Les infections cutanéomuqueuses à papillomavirus humains (Human Papillomavirus, HPV) sont très fréquentes; au niveau cutané elles induisent des lésions épithéliales bénignes , les verrues et au niveau des muqueuses, les condylomes.


Les verrues touchent 7 à 10% de la population générale avec un pic de fréquence entre 10 et 14 ans.

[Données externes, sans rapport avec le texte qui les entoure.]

PR #99, opened 2025-09-19
force loan asset as collateral

adhusson:
compare to #100

in this one, all borrow positions must be postmaturity liquidated before lenders can withdraw

### DIFF
--- a/src/Terms.sol
+++ b/src/Terms.sol
@@ -152,8 +152,6 @@ contract Terms is ITerms {
         }
         require(debtOf[borrower][id] > vars.maxDebt, "position is healthy");
 
-        uint256 totalRepaid;
-
         for (uint256 i = 0; i < term.collaterals.length; i++) {
             if (seizures[i].repaidBonds + seizures[i].seizedAssets > 0) {
                 require(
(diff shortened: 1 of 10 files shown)


peyha (commented):
There seems to be an issue with this approach. A borrower can collateralize an amount x of debt with an amount x of the same loan asset and never repay his loan. In this situation, lenders will never be able to withdraw from the protocol.
A solution would be to make withdrawable liquidity increase when users supplyCollateral the loan asset but it might create other issues because the fund of the user might not be seizable

update: just saw that the solution was implemented in #100

src/Terms.sol
```diff
@@ -49,6 +49,10 @@ contract Terms is ITerms {
         require(block.timestamp >= offer.offerStart, "offer not started");
         require(block.timestamp <= offer.offerExpiry, "offer expired");
         require(term.maturity >= block.timestamp, "bond maturity");
+        require(
```
peyha, line 52: could also require `term.collaterals[0].lltv == WAD`

adhusson:
> lenders will never be able to withdraw from the protocol.

post-maturity, borrowers are liquidated and the withdrawable amount does increase, so there is no issue in this PR either

peyha:
Ah yes I see, worst case is that borrowers with debt & coveredDebt are not liquidated by liquidators so lenders can just liquidate to increase withdrawable liquidity

MathisGD:
same as #89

Aspects cliniques communs des verrues :

  • Verrues plantaires : Il existe 2 variétés anatomocliniques :
    • myrmécie (HPV1), la plus fréquente : verrue profonde, douloureuse à la pression, unique ou multiples ; circonscrite par un épais anneau kératosique recouvrant partiellement la région centrale dont la surface kératosique et papillomateuse est piquetée de points noirs (capillaires thrombosés)
    • verrues en mosaïque (HPV2), moins fréquentes (1/4 des verrues plantaires):verrues superficielles,  non douloureuses, en plaques kératosiques.
  • Verrues vulgaires communes (HPV2) :

Lésions exophytiques, surface hérissée de saillies villeuses kératosiques grisâtres, ± crevasses ; taille et nombre variables, parfois confluentes.

Localisées principalement sur la face dorsale des mains et des doigts ; plus rarement palmaires ou autre localisations cutanées.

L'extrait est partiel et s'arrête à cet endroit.